Filter the listing below, keeping only the lines with the word "audit".

◆ **Data extracts**
------------------------------

PR #1788, opened 2026-07-11
fix(desktop): revert PR #1736 interface overhaul

Rubsey:
## Summary

- Prepares the v0.24.1 patch release from the current `main` tip.
- Reverts the net changes from #1736 after significant desktop regressions.
- Preserves unrelated changes that landed after #1736, including later nameplate rendering optimizations.
- Removes the reverted UI's downstream localization and test artifacts.
- Synchronizes all release version surfaces to v0.24.1.

This rolls back merge commit `feac4d7a1db830851d8cd357572285ed65007005` with its first parent as the baseline. It avoids replaying 195 individual reverts and preserves subsequent work on `main`.

## Related issues

Reverts the changes introduced by #1736.

## Type of change

- [ ] Feature: new functionality
- [x] Bug fix
- [ ] Refactor or performance (no behavior change)
- [ ] Documentation
- [x] Tests
- [x] Build, CI, or tooling
- [ ] Breaking change

## How was this tested?

- `npm run gate` - all 9 steps passed; 952 test files passed, 1 skipped; 11,661 tests passed, 6 skipped
- `npm run release:check -- --version 0.24.1`
- Targeted PR-footprint regression suite - 34 files and 724 tests passed
- Preservation suite for post-PR behavior - 8 files and 120 tests passed, 1 skipped
- `npm audit` - 0 vulnerabilities
- Focused browser accessibility suite - 21/21 passed

The optional full browser suite retains three inherited failures in stale target-size fixtures for hidden party/community controls. They are unrelated to this rollback.

## Dev deployment

- Deployed `release/v0.24.1` to `dev.worldofclaudecraft.com`.
- Host revision advanced from `fa435903a` to `48f2d9723`.
- The deployment playbook completed with `failed=0` and created a pre-deploy database backup.
- Internal game and payout health checks passed.
- Public `https://dev.worldofclaudecraft.com/api/status` returned `{"ok":true,"realm":"Claudemoon","players_online":0}`.
- A fresh visual desktop smoke test remains for reviewer confirmation.

## Screenshots / recordings

N/A. This rollback restores the pre-#1736 interface; the dev deployment is available for visual review.

---

### Quality

- [x] **The full gate passes.** `npm run gate` is green.

### Cross-platform

- [ ] **Tested on desktop and mobile.** Fresh manual cross-platform smoke testing remains.
- [x] **Accessible.** The focused browser accessibility suite passes.

### Localization (i18n)

- [x] N/A. This PR adds no player-visible strings.

### Hygiene

[...]

PR #1796, opened 2026-07-12
fix(game): migrate v0.24.0-poisoned keybind profiles on load

### LINKED ISSUE #1792: Keybind profiles saved on v0.24.0 carry the reverted overhaul's defaults, leaving strafe unbound
## Problem

Keybind profiles saved while v0.24.0 (the PR #1736 interface overhaul) was live permanently embed that build's experimental defaults as explicit bindings, and the v0.24.1 revert cannot undo them. `save()` in `src/game/keybinds.ts` persists every action including explicit `[null, null]`, and `load()` treats any stored array as authoritative ("explicit stored bindings still win"), so a profile written during the overhaul window carries its layout wholesale into the reverted build.

Concretely, #1736 shipped strafeLeft/strafeRight unbound (defaults `[]`), moved KeyQ/KeyE onto action slots 10/11, and moved Damage Meters from KeyH to KeyZ. Any player who changed any keybind during the roughly one day v0.24.0 was live (which rewrites the whole map) now has: strafe silently unbound (stored as explicit nulls, so the restored KeyQ/KeyE defaults never come back), Q/E firing ability slots 10/11 instead of strafing, and meters toggling on Z. The uniqueness sweep in `load()` also strips a restored default from an action when a stored binding claims the same code.

## Steps to reproduce

1. On v0.24.0, change any single keybind (this rewrites the full stored map with that build's defaults embedded).
2. Update to v0.24.1.
3. Press Q or E: an ability on slot 10/11 fires instead of strafing; strafe has no binding at all in Options.

## Actual behavior

- strafeLeft/strafeRight load as explicit `[null, null]` and stay unbound.
- KeyQ/KeyE remain claimed by action slots 10/11.
- Damage Meters stays on KeyZ while the current default is KeyH.
- Nothing surfaces this to the player; movement keys just stop working.

## Expected behavior

- Profiles written during the v0.24.0 window are detected and the affected actions are restored to current defaults, or the player is clearly prompted to reset keybinds.
- Deliberate custom bindings made before or after the v0.24.0 window are preserved.

## Scope

- `src/game/keybinds.ts` `load()` / `save()` (storage keys `woc_keybinds` / `woc_keybinds:<scope>`)
- A one-time signature migration is feasible: the combination of strafeLeft and strafeRight stored as explicit nulls, slots 10/11 on KeyQ/KeyE, and meters on KeyZ matches #1736's defaults and is vanishingly unlikely as a deliberate player layout; when matched, restore current defaults for exactly those actions
- Alternatively (or additionally) a release-note line pointing at the keybinds reset

## Acceptance criteria

- A profile saved under v0.24.0 defaults loads on current main with strafe bound to KeyQ/KeyE and meters on KeyH.
- A profile with genuine custom bindings (any layout not matching the full #1736 signature) loads unchanged.
- The migration runs at most once per profile and is covered by unit tests for both the matched and unmatched cases.

## Notes

- Root cause analysis from the #1736 revert audit: `save()` persists explicit nulls for unbound actions and `load()` honors them over defaults, which is correct behavior in general; the problem is only the poisoned cohort from the v0.24.0 window.
- The exposure window was roughly one day (v0.24.0 release to the v0.24.1 revert), so the affected cohort is small but the failure mode (silently unbound movement keys) is severe for those hit.

jgyy:
## Summary

Profiles saved during the roughly one day #1736 (the v0.24.0 interface overhaul) was live persisted that build's defaults wholesale: explicit `[null, null]` for `strafeLeft`/`strafeRight`, `KeyQ`/`KeyE` claimed by action slots 10/11, and Damage Meters moved to `KeyZ`. `save()` in `src/game/keybinds.ts` persists every action including explicit nulls, and `load()` treats any stored array as authoritative, so the v0.24.1 revert (#1788) could not undo this for anyone who saved during that window: strafe stayed silently unbound, Q/E kept firing ability slots 10/11, and meters stayed on Z.

This adds a one-time, targeted migration in `Keybinds.load()`: when the full poisoned signature matches together (all five actions at once: `strafeLeft`, `strafeRight`, `slot10`, `slot11`, `meters`), those five actions are restored to current defaults. A partial coincidental match (e.g. a player who genuinely unbound strafe but never touched slots 10/11 or meters) is left completely untouched, as is every other binding on the profile. The repair is self-limiting: once applied, strafe is bound again, so the poisoned signature can never match the same profile a second time (no separate migration flag needed).

Note: this PR is based on `main` rather than `release/v0.25.0` because the interface-overhaul revert (#1788, `a45d20eb3`) and its follow-up (#1793, `5369193a9`) have landed on `main` but not yet on `release/v0.25.0` — the "current defaults" this migration restores to only exist post-revert. Happy to rebase onto `release/v0.25.0` once that revert is carried over there.

## Related issues

Closes #1792.

## Type of change

- [x] Bug fix

## How was this tested?

- Commands:
  - `npx vitest run tests/keybinds.test.ts` (49 passed, including 4 new cases covering: full-signature restore, partial-match preservation, other-binding preservation, and single-run idempotency)
  - `npx tsc --noEmit -p .`
  - `npx @biomejs/biome check --write src/game/keybinds.ts tests/keybinds.test.ts` (no new warnings/errors introduced)
  - `npx vitest run` (full suite; the only failures are pre-existing environment artifacts unrelated to this change: missing generated `i18n.status.json` and an unrelated Svelte testing-library resolution issue in the admin test suite, both fixed by `npm run i18n:gen` / a full `npm install`)
- Manual steps: N/A (pure data-layer/persistence logic, no DOM)

## Screenshots / recordings

N/A. This change is entirely internal keybind-persistence logic with no visible UI change.

---

### Quality

- [x] **The full gate passes.** Ran the equivalent checks manually (tsc, targeted and full vitest, biome) in this environment; added decisive tests for the new migration behavior.

### Cross-platform

- N/A. No UI/DOM surface touched.

### Localization (i18n)

### Hygiene


jgyy:
Closing - #1793 already covers this.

------------------------------

◆ **Answer**
- `npm audit` - 0 vulnerabilities
- Root cause analysis from the #1736 revert audit: `save()` persists explicit nulls for unbound actions and `load()` honors them over defaults, which is correct behavior in general; the problem is only the poisoned cohort from the v0.24.0 window.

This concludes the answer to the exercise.